Task objective: The lines below starting at the line containing "SEAB-6025: Add endpoint" and ending at the line containing "But raising the" are to be repeated exactly, with both ends kept and nothing else added.
*** Data supplied ***
PR #5763, opened 2023-11-30
SEAB-6025: Add endpoint that retrieves an Entry by alias

svonworl:
**Description**
This PR replaces the existing `getToolByAlias` and `getWorkflowByAlias` endpoints with a new `getEntryByAlias` endpoint, and adds some type information to the response of the `getWorkflowVersionByAlias` endpoint.  These changes facilitate some improvements to the UI's alias resolution code.

The existing tests were adapted to use the new endpoint.  Because the endpoint is new, its description only appears in `openapi.yaml`, so the primary integration test was moved to an OpenAPI-specific test class.

**Review Instructions**
Alias two different Entry types via the API, and confirm that you can retrieve each entry by its alias via the `getEntryByAlias` endpoint.

**Issue**
https://ucsc-cgl.atlassian.net/browse/SEAB-6025

**Security and Privacy**
An endpoint which examines the user's identity to control access has been added.

### DIFF
--- a/dockstore-webservice/src/main/java/io/dockstore/webservice/core/WorkflowVersion.java
+++ b/dockstore-webservice/src/main/java/io/dockstore/webservice/core/WorkflowVersion.java
@@ -22,6 +22,7 @@ import com.google.common.base.MoreObjects;
 import com.google.common.collect.ComparisonChain;
 import com.google.common.collect.Ordering;
 import io.dockstore.common.DescriptorLanguage.FileTypeCategory;
+import io.dockstore.common.EntryType;
 import io.swagger.annotations.ApiModel;
 import io.swagger.annotations.ApiModelProperty;
 import io.swagger.v3.oas.annotations.media.Schema;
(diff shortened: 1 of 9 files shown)


dockstore-webservice/src/main/java/io/dockstore/webservice/resources/DockerRepoResource.java
```diff
@@ -1214,19 +1214,4 @@ public Response getToolZip(@ApiParam(hidden = true) @Parameter(hidden = true, na
         return Response.ok().entity((StreamingOutput) output -> writeStreamAsZip(sourceFiles, output, path))
             .header("Content-Disposition", "attachment; filename=\"" + fileName + "\"").build();
     }
-
-    @GET
```
denis-yuen, line 1218: Probably ok to delete given that we're the only ones that really use this (and it isn't used a lot) 
But raising the idea of deprecating with an explicit "delete me" date

dockstore-webservice/src/main/java/io/dockstore/webservice/resources/WorkflowResource.java
```diff
@@ -1979,21 +1979,6 @@ public Response getWorkflowZip(@ApiParam(hidden = true) @Parameter(hidden = true
             .header("Content-Disposition", "attachment; filename=\"" + fileName + "\"").build();
     }
 
-    @GET
```
denis-yuen, line 1982: Ditto

denis-yuen (commented):
Curious about conversation

dockstore-webservice/src/main/java/io/dockstore/webservice/core/WorkflowVersion.java
```diff
@@ -268,20 +269,34 @@ public void setKernelImagePath(String kernelImagePath) {
     @ApiModel(value = "WorkflowVersionPathInfo", description = "Object that "
             + "contains the Dockstore path to the workflow and the version tag name.")
     public static final class WorkflowVersionPathInfo {
-        @ApiModelProperty(value = "Dockstore path to workflow.")
+        @ApiModelProperty(value = "Dockstore path to workflow")
```
coverbeck, line 272: FYI, these changes and the new `ApiModelProperty` won't effectively do anything, since they're Swagger annotations and we don't generate swagger.yaml any more. TLDR; change to `@Schema` (I think that's it)

PR #5767, opened 2023-12-06
Review tables for dbcreatedate and dbupdatedate

coverbeck:
**Description**
TLDR; this PR adds dbcreatedate to one table. :) 

***Details***

The ticket was to review all tables to ensure they had dbcreatedate and dbupdatedate, and that both fields were populating correctly in all those tables. Table-by-table details are in SEAB-3083, but broadly this is what I discovered:

* I couldn't add the `@UpdateTimestamp` annotation to the dbupdatedate for `@Embeddable` entities. Dockstore just wouldn't start up. See [here](https://en.wikibooks.org/wiki/Java_Persistence/ElementCollection). I initially had a commit that removed the dbupdatedate column property for embeddables, but then I realized that could force us to have downtime when we deploy 1.15; if we remove the column during the 1.15 deploy, and 1.14 is still serving requests, 1.14 would error.
* Join tables don't have dbcreate nor dbupdate columns, and I couldn't figure out a way to add them. And I don't know that it's worth it.
* `@ElementCollection` also have issues with the two timestamp annotations.
* After looking at every table, I believe the only changed needed was to add dbcreatedate to one entity/table, fullworkflowpath. That table is an outlier, populated by a trigger and doesn't do updates, just inserts, so I left off dbupdatedate.

**Review Instructions**
1. Create a new workflow one day in qa
2. The next day, download the QA DB, and verify that the dbcreatedate column is set for the new row in the table `fullworkflowpath`.

**Issue**
SEAB-3083

**Security and Privacy**

None

### DIFF
--- a/.circleci/config.yml
+++ b/.circleci/config.yml
@@ -54,52 +54,51 @@ workflows:
           <<: *common_filters
           requires:
             - build
-# REMOVE THIS BEFORE SUBMITTING FOR REVIEW!
-#      - workflow-integration-tests:
-#          <<: *common_filters
-#          requires:
-#            - build
-#          context: sonarcloud
-#      - bitbucket-tests:
-#          <<: *common_filters
-#          requires:
-#            - build
-#      - language-parsing-tests:
-#          <<: *common_filters
-#          requires:
-#            - build
-#      - localstack-tests:
-#          <<: *common_filters
-#          requires:
-#            - build
-#      - tool-integration-tests:
-#          <<: *common_filters
-#          requires:
-#            - build
-#      - integration-tests:
-#          <<: *common_filters
-#          requires:
-#            - build
-#      - regression-integration-tests:
-#          filters:
-#            branches:
-#              only:
-#                - master
-#                - /^release.*$/
-#          requires:
-#            - build
-#      - sonar-cloud:
-#          <<: *common_filters
-#          requires:
-#            - unit_test
-#            - workflow-integration-tests
-#            - bitbucket-tests
-#            - language-parsing-tests
-#            - localstack-tests
-#            - tool-integration-tests
-#            - integration-tests
-#            - regression-integration-tests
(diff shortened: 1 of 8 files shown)


kathy-t:
> I initially had a commit that removed the dbupdatedate column property for embeddables, but then I realized that could force us to have downtime when we deploy 1.15; if we remove the column during the 1.15 deploy, and 1.14 is still serving requests, 1.14 would error.

FYI, we will already have downtime for 1.15 https://github.com/dockstore/dockstore-deploy/wiki/1.15-staging#steps-applicable-for-this-specific-release-1

kathy-t (approved):

denis-yuen:
Hmmm, the original table with the issue is enduser, but it doesn't seem to have the issue either which is good.

denis-yuen:
> Join tables don't have dbcreate nor dbupdate columns, and I couldn't figure out a way to add them. And I don't know that it's worth it.

Would be nice, but seems not worth it if we have to resort to something like a trigger

denis-yuen (approved):

coverbeck:
> > I initially had a commit that removed the dbupdatedate column property for embeddables, but then I realized that could force us to have downtime when we deploy 1.15; if we remove the column during the 1.15 deploy, and 1.14 is still serving requests, 1.14 would error.
> 
> FYI, we will already have downtime for 1.15 https://github.com/dockstore/dockstore-deploy/wiki/1.15-staging#steps-applicable-for-this-specific-release-1

Ah, good point, I'd forgotten that. I should try to remove them then.

coverbeck:
Removed unused dbupdatedate columns, re-requesting reviews.

denis-yuen:
FYI, gotta fill out that security section :wink:

denis-yuen (approved):

kathy-t (approved):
*** End of Data supplied ***
Response below:
SEAB-6025: Add endpoint that retrieves an Entry by alias

svonworl:
**Description**
This PR replaces the existing `getToolByAlias` and `getWorkflowByAlias` endpoints with a new `getEntryByAlias` endpoint, and adds some type information to the response of the `getWorkflowVersionByAlias` endpoint.  These changes facilitate some improvements to the UI's alias resolution code.

The existing tests were adapted to use the new endpoint.  Because the endpoint is new, its description only appears in `openapi.yaml`, so the primary integration test was moved to an OpenAPI-specific test class.

**Review Instructions**
Alias two different Entry types via the API, and confirm that you can retrieve each entry by its alias via the `getEntryByAlias` endpoint.

**Issue**
https://ucsc-cgl.atlassian.net/browse/SEAB-6025

**Security and Privacy**
An endpoint which examines the user's identity to control access has been added.

### DIFF
--- a/dockstore-webservice/src/main/java/io/dockstore/webservice/core/WorkflowVersion.java
+++ b/dockstore-webservice/src/main/java/io/dockstore/webservice/core/WorkflowVersion.java
@@ -22,6 +22,7 @@ import com.google.common.base.MoreObjects;
 import com.google.common.collect.ComparisonChain;
 import com.google.common.collect.Ordering;
 import io.dockstore.common.DescriptorLanguage.FileTypeCategory;
+import io.dockstore.common.EntryType;
 import io.swagger.annotations.ApiModel;
 import io.swagger.annotations.ApiModelProperty;
 import io.swagger.v3.oas.annotations.media.Schema;
(diff shortened: 1 of 9 files shown)


dockstore-webservice/src/main/java/io/dockstore/webservice/resources/DockerRepoResource.java
```diff
@@ -1214,19 +1214,4 @@ public Response getToolZip(@ApiParam(hidden = true) @Parameter(hidden = true, na
         return Response.ok().entity((StreamingOutput) output -> writeStreamAsZip(sourceFiles, output, path))
             .header("Content-Disposition", "attachment; filename=\"" + fileName + "\"").build();
     }
-
-    @GET
```
denis-yuen, line 1218: Probably ok to delete given that we're the only ones that really use this (and it isn't used a lot) 
But raising the idea of deprecating with an explicit "delete me" date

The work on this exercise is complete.